Exercise
What is needed is an exact retyping of the records below, from the first line through the line that contains "## Issue and Root Cause".

(Saved entries)
PR #75, opened 2024-04-09
authentication test failing

RandomUsername1315:
## Summary

This pull request addresses a failing test case in the `LoginTest` class, specifically the `googleSignInReturnsValidActivityResult` test. The test was failing due to an `IllegalStateException` indicating that no compose hierarchies were found in the app.

## Issue and Root Cause

The test failed with an `IllegalStateException`, suggesting issues with `setContent` related operations. It was determined that conditions were not properly initialized, and Compose UI elements were not stabilized before the test ran.

## Implemented Solution

The issue has been resolved by implementing a waiting mechanism that ensures all elements are stabilized before the test is executed.

## Update

It turns out the issue was due to incorrect initialization of the intents in the test. To ensure more consistent testing, the intents are now mocked.

### DIFF
--- a/app/src/androidTest/java/com/github/se/polyfit/ui/screen/LoginTest.kt
+++ b/app/src/androidTest/java/com/github/se/polyfit/ui/screen/LoginTest.kt
@@ -70,7 +70,6 @@ class LoginTest : TestCase() {
   @Test
   fun googleSignInReturnsValidActivityResult() {
 
-
     ComposeScreen.onComposeScreen<LoginScreen>(composeTestRule) {
       loginButton {
         assertIsDisplayed()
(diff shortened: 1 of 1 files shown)


app/src/androidTest/java/com/github/se/polyfit/ui/screen/LoginTest.kt
```diff
@@ -17,7 +19,15 @@ import org.junit.runner.RunWith
...
   @get:Rule val composeTestRule = createAndroidComposeRule<MainActivity>()
 
-  @get:Rule val intentsTestRule = IntentsTestRule(MainActivity::class.java)
+  @Before
+  fun setup() {
+    Intents.init()
+  }
+
+  @After
+  fun tearDown() {
```
Neb1010, line 28: many **_tears_** run **_down_** my cheek

Neb1010 (approved):

PR #79, opened 2024-04-10
Backend/user class

Neb1010:
User class
You can have
- account id
-  name 
- familyName 
- - both in displayName 
- mail adress
- google account image


app/src/main/java/com/github/se/polyfit/data/user/User.kt
```diff
@@ -0,0 +1,20 @@
...
+data class User(
+    val id: String?,
+    val displayName: String?,
+    val familyName: String?,
+    val getGivenName: String?,
+    val email: String?,
+    val photoURL: Uri?
+) {
+  companion object {
+    fun resetCurrentUser() {
```
RandomUsername1315, line 14: Instead of setting the pointer to null, it could be really useful to have a method that resets the fields to default values. Did you add this method in anticipation of implementing a logout feature?

app/src/main/java/com/github/se/polyfit/ui/utils/Authentication.kt
```diff
@@ -44,6 +45,16 @@ class AuthenticationCloud @Inject constructor(private val context: Context) : Au
     Log.i("LoginScreen", "response: $response")
     if (result.resultCode == Activity.RESULT_OK) {
       Log.i("LoginScreen", "User signed in")
+      // to get google acount infos
+      val account = GoogleSignIn.getLastSignedInAccount(context)
+      User.currentUser =
```
RandomUsername1315, line 50: - We need to figure out a way to pass this data to other screens, as I'm encountering the same issue in PR #58. Let's get together and discuss a possible implementation.

RandomUsername1315 (approved):
LGTM

PR #93, opened 2024-04-12
Camera to spoonacular API call

RandomUsername1315:
## Pull Request Description

This pull request integrates the functionality introduced in PR #89 by implementing the logic required to pass data between screens effectively. Specifically, it facilitates the transfer of information from one user interface component to another, ensuring seamless data flow within the application.

## Potential Questions for Review

I am aware that the current method for passing the MealViewModel between screens might not be the most efficient or ideal approach. Could you suggest any alternative strategies or improvements that might enhance the robustness and maintainability of this data transfer process?


antomax33 (approved):
LGTM

app/src/androidTest/java/com/github/se/polyfit/ui/screen/IngredientTest.kt
```diff
@@ -74,6 +73,7 @@ class IngredientTest : TestCase() {
             nutritionalInformation = NutritionalInformation(mutableListOf()),
         )
     every { mockMealViewModel.meal.value } returns testMeal
+    every { mockMealViewModel.meal.value } returns testMeal
```
aprilslis, line 76:
```suggestion
    every { mockMealViewModel.meal.value } returns testMeal
```

app/src/main/java/com/github/se/polyfit/viewmodel/meal/MealViewModel.kt
```diff
@@ -10,7 +10,7 @@ import com.github.se.polyfit.model.meal.Meal
 class MealViewModel(
     private val userId: String,
     firebaseID: String = "",
-    initialMeal: Meal? = null,
+    var initialMeal: Meal? = null,
```
aprilslis, line 13: Can you explain why we are using it as a var?

app/src/main/java/com/github/se/polyfit/viewmodel/meal/MealViewModel.kt
```diff
@@ -25,10 +25,17 @@ class MealViewModel(
...
+      _meal.value = initialMeal!!.copy()
     } else {
       _meal.value = Meal.default()
     }
+
+    _meal.observeForever { initialMeal = it }
+  }
+
+  fun setMealData(meal: Meal) {
+    // add random line of code
```
aprilslis, line 37: I don't think this comment makes sense?

app/src/main/java/com/github/se/polyfit/ui/components/IngredientList.kt
```diff
@@ -45,18 +45,24 @@ fun IngredientList(
     it: PaddingValues,
     mealViewModel: MealViewModel,
 ) {
-  val meal by mealViewModel.meal.observeAsState()
-  val ingredients = meal?.ingredients ?: emptyList()
+  //    var ingredients =
+
```
aprilslis, line 49:
```suggestion
```

app/src/main/java/com/github/se/polyfit/ui/components/IngredientList.kt
```diff
@@ -45,18 +45,24 @@ fun IngredientList(
...
   val potentialIngredients = listOf<Ingredient>()
+
   val onAddIngredient = { index: Int -> Log.v("Add Ingredient", "Clicked") }
   val initialSuggestions = 3
   val potentialIndex = remember {
     // equivalent to min(3, potentialIngredients.size)
     mutableIntStateOf(initialSuggestions.coerceAtMost(potentialIngredients.size))
   }
 
+  //    val
```
aprilslis, line 62:
```suggestion
```

app/src/main/java/com/github/se/polyfit/MainActivity.kt
```diff
@@ -34,20 +35,23 @@ class MainActivity : ComponentActivity() {
     controller.systemBarsBehavior =
         WindowInsetsControllerCompat.BEHAVIOR_SHOW_TRANSIENT_BARS_BY_SWIPE
 
+    // TO DO: technical debt, next deadline find better way to pass arguments from overview screen
+    // to
+    // add meal screen
```
aprilslis, line 40:
```suggestion
    // to add meal screen
```

app/src/test/java/com/github/se/polyfit/viewmodel/meal/MealViewModelTest.kt
```diff
@@ -74,6 +74,25 @@ class MealViewModelTest {
...
+            mutableListOf(),
+            "testID")
+    mealViewModel = MealViewModel(userID, mealRepo = mealFirebaseRepository)
+
+    mealViewModel.setMealData(meal)
+
+    val updatedMeal = mealViewModel.meal.value!!
+    assertEquals(meal, updatedMeal)
+  }
+
```
aprilslis, line 95: Oops sorry, i changed the meal viewmodel test and the line coverage can be recognized in jacoco now. So you would need to rebase and add this test into the new format

aprilslis (commented):
Looks good, small nits and I think you need to either drop the meal viewmodel test or change the test, but that is all!

app/src/main/java/com/github/se/polyfit/viewmodel/meal/MealViewModel.kt
RandomUsername1315, line 37:
```suggestion
```

app/src/main/java/com/github/se/polyfit/viewmodel/meal/MealViewModel.kt
RandomUsername1315: I was waiting for you to commit your changes and did not want to break any implementation before that.

app/src/main/java/com/github/se/polyfit/data/api/SpoonacularAPI.kt
```diff
@@ -126,7 +125,7 @@ class SpoonacularApiCaller {
     val meal = MutableLiveData<Meal>()
     meal.postValue(Meal.default())
 
-    scope.launch {
+    GlobalScope.launch {
```
sharif-bbd, line 128: This could lead to some issues later on as calling GlobalScope.launch makes it so that the coroutine will never shut down. Although it works from now since this coroutine doen't have any sense of the lifecyle of the activity or feature it is implemented in it will stay running in the background and could cause some issues. 


some alternative could be linking it to a viewModel and call the viewmodelScope.launch coroutine or even lifecycleScope.launch
Another idea would be to create you're own scope this would allow more control if needed.

not needed for now but put a TODO on it to modify it later

app/src/main/java/com/github/se/polyfit/ui/navigation/NavigationGraph.kt
```diff
@@ -7,13 +7,19 @@ import androidx.navigation.compose.composable
...
+    navController: NavHostController,
+    mealViewModel: MealViewModel
+) {
   navigation(startDestination = Route.Home, route = Route.Overview) {
     composable(Route.Home) {
       GenericScreen(
           navController = navController,
-          content = { paddingValues -> OverviewScreen(paddingValues) })
+          content = { paddingValues ->
+            OverviewScreen(paddingValues, navController, mealViewModel)
```
sharif-bbd, line 21: instead of passing the navcontroller as argument pass a function of type ()->Unit with navController.navigate(Route.addMeal)

app/src/main/java/com/github/se/polyfit/ui/screen/OverviewScreen.kt
```diff
@@ -198,6 +206,12 @@ fun OverviewScreen(paddingValues: PaddingValues) {
         ->
         val bitmap = result.data?.extras?.get("data") as? Bitmap
         imageBitmap = bitmap
+
+        // observe the live data and log the result on changes
+        SpoonacularApiCaller().getMealsFromImage(imageBitmap!!).observeForever {
+          mealViewModel.setMealData(it)
+          navController.navigate(Route.AddMeal)
```
sharif-bbd, line 213: same here

app/src/main/java/com/github/se/polyfit/data/api/SpoonacularAPI.kt
RandomUsername1315: The coroutine will shut down because the functions launched within it are guaranteed to end at some point. For example, if the API does not respond within a certain amount of time, it will trigger a timeout, causing every sub-function to return. The issue is that Spoonacular is not run within a single ViewModel. For instance, if it is launched in one ViewModel and that ViewModel is stopped, then its coroutine will also stop. That is why I resorted to a global scope to avoid having any issues if anything happened with the viewmodel.

But creating my own scope could be an idea. I will need to look more into it.

app/src/main/java/com/github/se/polyfit/ui/navigation/NavigationGraph.kt
RandomUsername1315: The overview screen needs to navigate between different screens at the push of a button. Since there are multiple screens you can navigate to, a single function with no arguments cannot perform this task.

PR #112, opened 2024-04-12
Test/end picture

antomax33:
Adding an end to end test. from overview to end


Neb1010 (approved):
LGTM, but maybe for end to end test to have a better "meal" with at least some nutritional informations

PR #144, opened 2024-04-20
Add folder structure for UI components

medwardson:
Our components are getting to be a long list, adding some more folders to segment and make it easier to find files.


RandomUsername1315 (approved):
So many important changes, haha. Thank you for cleaning up the project a bit.

PR #145, opened 2024-04-20
Feature/UI/map

antomax33:
## Map
We can display posts on the map from where they have been sent, within a certain radius ( 100m-2km)
image

### Persons that worked on this PR
- Benjamin : change on `MainActivity` , `BottomNavigation` , `GenericScreen` , `LauchedEffect` in the `MapScreen` and `LaucherForActivityResult`  
- Antoine : Worked on the UI elements (ex: the map, the sliders and the buttons)
- Charles :  The backend storing posts and the displaying the markers at the correct location.


app/src/main/java/com/github/se/polyfit/data/remote/firebase/PostFirebaseRepository.kt
```diff
@@ -89,6 +90,8 @@ class PostFirebaseRepository(
       completion: (List<Post>) -> Unit,
       geoFire: GeoFire = GeoFire(geoFireRef)
   ) {
+    Log.d("MapRadius", "Radius: $radiusInKm")
+    Log.d("MapCenter", "Center: $centerLatitude, $centerLongitude")
```
RandomUsername1315, line 94: To avoid congesting the logs maybe a good idea to remove the debug: 
```suggestion

```

Same thing same for the other `log` in this file

RandomUsername1315 (approved):
Looks awesome !

Neb1010:
Map User story done 👍

PR #147, opened 2024-04-20
Meal Occasion Selector

medwardson:
PR [1/n]

Selector to choose a meal occasion and update the value using a callback. First of a few PRs for the additional info UI to keep things small.

### DIFF
--- a/app/src/main/java/com/github/se/polyfit/ui/components/selector/MealOccasionSelector.kt
+++ b/app/src/main/java/com/github/se/polyfit/ui/components/selector/MealOccasionSelector.kt
@@ -1,0 +1,96 @@
+package com.github.se.polyfit.ui.components.selector
+
+import androidx.compose.foundation.layout.Arrangement
+import androidx.compose.foundation.layout.Column
+import androidx.compose.foundation.layout.Row
+import androidx.compose.foundation.layout.fillMaxWidth
+import androidx.compose.foundation.layout.padding
+import androidx.compose.material3.MaterialTheme
+import androidx.compose.material3.RadioButton
+import androidx.compose.material3.RadioButtonColors
+import androidx.compose.material3.Text
+import androidx.compose.runtime.Composable
+import androidx.compose.runtime.getValue
+import androidx.compose.runtime.mutableStateOf
+import androidx.compose.runtime.remember
+import androidx.compose.runtime.setValue
+import androidx.compose.ui.Alignment
+import androidx.compose.ui.Modifier
+import androidx.compose.ui.platform.testTag
+import androidx.compose.ui.tooling.preview.Preview
+import androidx.compose.ui.unit.dp
+import com.github.se.polyfit.model.meal.MealOccasion
+import com.github.se.polyfit.ui.theme.PrimaryPurple
+import com.github.se.polyfit.ui.theme.PurpleGrey40
+import com.github.se.polyfit.ui.utils.titleCase
+
+@Composable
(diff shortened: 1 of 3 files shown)


app/src/main/java/com/github/se/polyfit/ui/components/selector/MealOccasionSelector.kt
```diff
@@ -0,0 +1,96 @@
...
+import androidx.compose.ui.unit.dp
+import com.github.se.polyfit.model.meal.MealOccasion
+import com.github.se.polyfit.ui.theme.PrimaryPurple
+import com.github.se.polyfit.ui.theme.PurpleGrey40
+import com.github.se.polyfit.ui.utils.titleCase
+
+@Composable
+fun MealOccasionSelector(
+    startOccasion: MealOccasion,
+    onConfirm: (MealOccasion) -> Unit,
```
RandomUsername1315, line 30: Code looks amazing ! If I  understood correctly the `onConfirm` function, will update the meal in the `mealViewModel` every time the user clicks on a new occasion ?

app/src/main/java/com/github/se/polyfit/ui/components/selector/MealOccasionSelector.kt
```diff
@@ -0,0 +1,96 @@
...
+  Column(modifier = modifier.fillMaxWidth().testTag("MealOccasionSelector")) {
+    Text(
+        text = "Meal Occasion",
+        style = MaterialTheme.typography.titleLarge,
+        color = PurpleGrey40,
+        modifier = Modifier.padding(16.dp, 0.dp).testTag("Title"))
+    Row(
+        modifier = Modifier.fillMaxWidth().testTag("ButtonRow"),
+        horizontalArrangement = Arrangement.SpaceEvenly) {
+          Column(modifier = Modifier.testTag("LeftColumn")) {
```
RandomUsername1315, line 49: It might be a good idea to iterate over the elements of the enum instead of using hardcoded values. This could improve modularity if we decide to add or remove a MealOccasion in the future.

RandomUsername1315 (approved):
Thank you amazing short pr !

app/src/main/java/com/github/se/polyfit/ui/components/selector/MealOccasionSelector.kt
medwardson: That's what it'll be used for yeah :D But to make it flexible, instead of having to pass a mealviewmodel you can give it any callback to update whatever you want

app/src/main/java/com/github/se/polyfit/ui/components/selector/MealOccasionSelector.kt
medwardson: It's a good point. I think as a counter argument, two things:
1. I think its highly unlikely for the enum to change. At worst the name would change, and the code wont compile and will need a quick change. I think there will only ever really be 4 options for this.
2. We have an "Other" enum, but that's basically just used to create a new meal and have it as an invalid state until a proper one is selected. If we iterate over the enums, we would have to hardcode to exclude it and this would become a burden in a different way if we change the order/add to the enums.

RandomUsername1315: I missed the fact that you did not include `MealOccasion.OTHER`; yes, your implementation is better suited to what I was thinking.

PR #148, opened 2024-04-20
Date Selector

medwardson:
PR [2/n]

Selector to choose a date and update the value using a callback. Second of a few PRs for the additional info UI to keep things small.

### DIFF
--- a/app/src/main/java/com/github/se/polyfit/ui/components/selector/DateSelector.kt
+++ b/app/src/main/java/com/github/se/polyfit/ui/components/selector/DateSelector.kt
@@ -1,0 +1,111 @@
+package com.github.se.polyfit.ui.components.selector
+
+import androidx.compose.foundation.layout.Box
+import androidx.compose.foundation.layout.Column
+import androidx.compose.foundation.layout.fillMaxWidth
+import androidx.compose.foundation.layout.padding
+import androidx.compose.material3.DatePicker
+import androidx.compose.material3.DatePickerDialog
+import androidx.compose.material3.ExperimentalMaterial3Api
+import androidx.compose.material3.MaterialTheme
+import androidx.compose.material3.Text
+import androidx.compose.material3.TextButton
+import androidx.compose.material3.rememberDatePickerState
+import androidx.compose.runtime.Composable
+import androidx.compose.runtime.getValue
+import androidx.compose.runtime.mutableStateOf
+import androidx.compose.runtime.remember
+import androidx.compose.runtime.setValue
+import androidx.compose.ui.Alignment
+import androidx.compose.ui.Modifier
+import androidx.compose.ui.platform.testTag
+import androidx.compose.ui.text.style.TextDecoration
+import androidx.compose.ui.tooling.preview.Preview
+import androidx.compose.ui.unit.dp
+import com.github.se.polyfit.ui.theme.PrimaryPink
+import com.github.se.polyfit.ui.theme.PurpleGrey40
+import java.time.LocalDate
+import java.time.ZoneId
+import java.time.format.DateTimeFormatter
+
+@OptIn(ExperimentalMaterial3Api::class)
+@Composable
+fun DateSelector(onConfirm: (LocalDate) -> Unit, modifier: Modifier = Modifier) {
+  var showDatePicker by remember { mutableStateOf(false) }
+
+  // I'm *pretty sure* this should select the right time and zone, but if test flakes this is why
+  val initialMillis = LocalDate.now(ZoneId.systemDefault()).toEpochDay() * 1000 * 60 * 60 * 24
+  val datePickerState = rememberDatePickerState(initialSelectedDateMillis = initialMillis)
+
+  val selectedDate =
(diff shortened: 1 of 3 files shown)


app/src/main/java/com/github/se/polyfit/ui/components/selector/DateSelector.kt
```diff
@@ -0,0 +1,110 @@
...
+                modifier = Modifier.testTag("DatePickerDialog")) {
+                  DatePicker(state = datePickerState, modifier = Modifier.testTag("DatePicker"))
+                }
+          }
+        }
+  }
+}
+
+@Composable
+private fun FormatDate(dateString: String) {
```
RandomUsername1315, line 81: ## Bug Report: App Crash on Date Input Manipulation

**Issue Summary:**  
The application crashes when a user attempts to delete part of the year component (or any parts of the date). This was observed when modifying the date "12/03/2024" to remove the last digit of the year.

**Steps to Reproduce:**
1. Open the date entry field.
2. Click on the pencil icon to input the data with the keyboard instead of the gui.
3. Delete the digit '4' from the year.

**Expected Result:**  
Disable the done button until the user entered a correctly formatted date.

**Actual Result:**  
The preview crashes.

**Video Proof:**  
[Screen_recording_20240421_111431.webm](https://github.com/swent-group10/polyfit/assets/100274930/0ce2f805-ad30-4adb-b441-f3d4506f69d0)


---

app/src/main/java/com/github/se/polyfit/ui/components/selector/DateSelector.kt
```diff
@@ -0,0 +1,110 @@
...
+  val day = dateString.substring(8, 10)
+  val month = dateString.substring(5, 7)
+  val year = dateString.substring(0, 4)
```
RandomUsername1315, line 84: The `.substring` is culprit for the preview crashes on wrongly formatted user date input.

app/src/main/java/com/github/se/polyfit/ui/components/selector/DateSelector.kt
```diff
@@ -0,0 +1,110 @@
...
+          TextButton(
+              onClick = { showDatePicker = true },
+              modifier = Modifier.testTag("ChangeDateButton")) {
+                FormatDate(dateString)
+              }
+
+          if (showDatePicker) {
+            DatePickerDialog(
+                onDismissRequest = { showDatePicker = false },
+                confirmButton = { TextButton(onClick = { onConfirm() }) { Text(text = "Done") } },
```
RandomUsername1315, line 68: It would be a good idea to disable the button until a validly formatted date is entered.

app/src/main/java/com/github/se/polyfit/ui/components/selector/DateSelector.kt
```diff
@@ -0,0 +1,110 @@
...
+import java.time.ZoneOffset
+import java.time.format.DateTimeFormatter
+
+@OptIn(ExperimentalMaterial3Api::class)
+@Composable
+fun DateSelector(onConfirm: (LocalDate) -> Unit, modifier: Modifier = Modifier) {
+  var showDatePicker by remember { mutableStateOf(false) }
+
+  // I'm *pretty sure* this should select the right time and zone, but if test flakes this is why
+  val initialMillis = LocalDate.now().atStartOfDay().toInstant(ZoneOffset.UTC).toEpochMilli()
```
RandomUsername1315, line 37: For example, if the user is in a time zone that is a day behind UTC, this would cause the "initial start date" (`initialMillis`) to be incorrect. However, this issue is relatively minor.

RandomUsername1315 (changes requested):
Looks good, just a small bug that causes the preview to crash.

app/src/main/java/com/github/se/polyfit/ui/components/selector/DateSelector.kt
medwardson: i think im just gonna remove writing it by keyboard, i didn't intend that to be a feature and it causes more issues than benefit ;P

app/src/main/java/com/github/se/polyfit/ui/components/selector/DateSelector.kt
medwardson: No longer an issue with removing typing, will always be a valid date. I'll change it to use date formatting instead of string splitting

app/src/main/java/com/github/se/polyfit/ui/components/selector/DateSelector.kt
medwardson: Changed to use device time, which, for some reason is giving me the wrong date, but i think it may be due to my computer having north America setting

app/src/main/java/com/github/se/polyfit/ui/components/selector/DateSelector.kt
medwardson: Good find 🚀 Now users have to select a date from the dialog and can't input any invalid date

RandomUsername1315 (approved):
Everything looks good !

PR #155, opened 2024-04-23
Create post viewmodel 

RandomUsername1315:
# Pull Request Overview

- This PR builds on the previous one (#136) by creating a ViewModel that will be used in the UI interface for creating a meal.

## Changes

- **Create `CreatePostViewModel.kt` Class**: Handles processing the data needed for the UI used to create a new post.

## Implementation Checklist

- [x] Create ViewModel class.

## Tests Checklist

- [x] ViewModel testing.


RandomUsername1315:
@aprilslis would love to get your feedback on this. Is this ok, or do you need any other data for the create a post UI ?

app/src/main/java/com/github/se/polyfit/viewmodel/post/CreatePostViewModel.kt
```diff
@@ -0,0 +1,71 @@
...
+constructor(
+    private val mealRepository: MealRepository,
+    private val postFirebaseRepository: PostFirebaseRepository,
+) : ViewModel() {
+  private val _post = Post.default()
+
+  val post: UnmodifiablePost
+    get() = _post
+
+  suspend fun getRecentMeals() = mealRepository.getAllMeals().sortedBy { it.createdAt }
```
aprilslis, line 27: nit: Getting all the meals from a user could potentially be expensive and only getting meals within a certain amount of time could be better. That being said, for the scope of our project, it's probably fine.

app/src/main/java/com/github/se/polyfit/di/UserModule.kt
```diff
@@ -63,6 +64,12 @@ object UserModule {
     return MealRepository(context, mealFirebaseRepository, mealDao)
   }
 
+  @Provides
+  @Singleton
+  fun providePostFirebaseRepository(): PostFirebaseRepository {
```
aprilslis, line 69: It seems like this function is not used anywhere right now, is it for future uses?

aprilslis (approved):
Looks good overall, thanks for putting it up!

app/src/main/java/com/github/se/polyfit/viewmodel/post/CreatePostViewModel.kt
RandomUsername1315: Discussed offline: to create a new Post, only the last five recent meals will be shown as potential options, instead of all of them.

Output for this exercise
PR #75, opened 2024-04-09
authentication test failing

RandomUsername1315:
## Summary

This pull request addresses a failing test case in the `LoginTest` class, specifically the `googleSignInReturnsValidActivityResult` test. The test was failing due to an `IllegalStateException` indicating that no compose hierarchies were found in the app.

## Issue and Root Cause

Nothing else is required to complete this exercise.